17. A device, comprising: a substrate with a top surface; a graded region of the substrate starting at the top surface of the substrate and extending a distance into the substrate, the graded region having fewer methyl groups at the top surface of the substrate and more methyl groups further into the substrate; and an intermediate layer on the top surface of the substrate.

18. The device of claim 17, wherein the graded region extends less than about 100 angstroms below the top surface of the substrate.

19. The device of claim 17, wherein the graded region extends less than about 50 angstroms below the top surface of the substrate.

20. The device of claim 17, wherein the intermediate layer comprises at least one of an etch stop layer and a diffusion barrier layer.

21. The device of claim 20, wherein the intermediate layer comprises at least one of SiN, SiON and SiC.

22. The device of claim 21, wherein the substrate comprises at least one of carbon doped oxide, spin on dielectric, and porous carbon doped oxide that includes the methyl groups.

23. The device of claim 17, further comprising an interlayer dielectric layer.

24. The device of claim 17, further comprising: an interlayer dielectric layer; a via extending from the substrate through the intermediate layer and the interlayer dielectric layer; a connector electrically connected to the via; and a package electrically connected to the connector.

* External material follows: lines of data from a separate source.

PR #3597, opened 2025-06-05
Collect crates that have inline assembly

### LINKED ISSUE #3590: xtask: publish can fail on certain crates
The current logic for publishing is too naive, it only assumes that if a package has chip features then it can't be "verified" before publish. Crates like esp-riscv-rt which have assembly in them also need a `--target` value passed to them.

The last two commits from my previous experiments should help here: https://github.com/esp-rs/esp-hal/compare/main...MabezDev:esp-hal:xtask-release

bugadani:
Closes #3590

### DIFF
--- a/xtask/src/commands/release/publish_plan.rs
+++ b/xtask/src/commands/release/publish_plan.rs
@@ -1,6 +1,6 @@
 use std::{path::Path, process::Command};
 
-use anyhow::{Context, Result, bail, ensure};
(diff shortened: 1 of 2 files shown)


MabezDev (approved):

bjoernQ (approved):
LGTM 

Only tangentially related but I wonder if we also could use metadata in  `Config.toml` to have some hints for the xtask? Not really thought through - just a random idea while LGTMing this

PR #3599, opened 2025-06-05
Replace length check with debug assert

bugadani:
It should be impossible to hit `buffer.len() > I2C_FIFO_SIZE` so it's better to not waste time checking it. I've also added a check to ensure no data is left in the FIFO.


MabezDev (approved):
LGTM, we have `debug-assertions = true` in HIL profiles.

bjoernQ (approved):

PR #3777, opened 2025-07-09
Fix ADC resolution variant name

### LINKED ISSUE #3776: ESP32-S3 has a 12-bit ADC, not 13-bit
## Bug description

The enum contains only a single case, ``Resolution13Bit``, so I assumed that's the truth.

https://github.com/esp-rs/esp-hal/blob/3d6e522cbc773f0cf2251160e195782d147cab02/esp-hal/src/analog/adc/xtensa.rs#L30-L34

In addition, my ADC has a massive offset - I was measuring around 0.3V, got an ADC return value around 3k, which would have been reasonable for a 13-bit ADC.

Image

(This bugreport is not about the offset though!)

## To Reproduce

```rust

    let mut display = init_display(
        peripherals.GPIO21,
        peripherals.I2C0,
        peripherals.GPIO17,
        peripherals.GPIO18,
        &delay,
    )?;
        let adc_in_pin = peripherals.GPIO3;

        let mut adc_config = esp_hal::analog::adc::AdcConfig::default();
        let mut adc_pin = adc_config.enable_pin(adc_in_pin, Attenuation::_0dB);
        let mut adc = esp_hal::analog::adc::Adc::new(peripherals.ADC1, adc_config);

    loop {
        
            let mut values: heapless::Vec::<u16, 100> = heapless::Vec::new();
            for _i in 0..100 {
                let value = adc.read_blocking(&mut adc_pin);
                values.push(value).unwrap();
            }
            values.sort();
            let median_value = values[values.len() / 2];

    }

```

25. A method, comprising: forming a first layer comprising carbon doped oxide; exposing the carbon doped oxide to hydrogen plasma to remove methyl groups from the carbon doped oxide; and depositing a second layer comprising at least one of SiN and SiC on the first layer.

26. The method of claim 25, wherein exposing the carbon doped oxide to hydrogen plasma comprises: disposing the carbon doped oxide within a plasma chamber; flowing hydrogen into the chamber at a rate of about 1 liter per minute; heating the carbon doped oxide to a temperature in a range of about 200 degrees Celsius to about 450 degrees Celsius; and applying a radio frequency power in a range from about 400 Watts to about 600 Watts for a time in a range from about 10 seconds to about 15 seconds.